Stored data
PR #197, opened 2026-05-25
feat(organizations): add create_member / get_members / connect_stripe_account

aaitor:
## Summary

Brings the Python SDK to feature-parity with the [TypeScript SDK](https://github.com/nevermined-io/payments) on the three org-admin methods that were never ported during #179. The TS PR audit (https://github.com/nevermined-io/payments/pull/342#issuecomment-4510466460) flagged them as the remaining delta.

▸ **Goal of the exercise**
Reproduce the data above in full. Leave nothing out.

▸ **Finished exercise**
PR #197, opened 2026-05-25
feat(organizations): add create_member / get_members / connect_stripe_account

aaitor:
## Summary

Brings the Python SDK to feature-parity with the [TypeScript SDK](https://github.com/nevermined-io/payments) on the three org-admin methods that were never ported during #179. The TS PR audit (https://github.com/nevermined-io/payments/pull/342#issuecomment-4510466460) flagged them as the remaining delta.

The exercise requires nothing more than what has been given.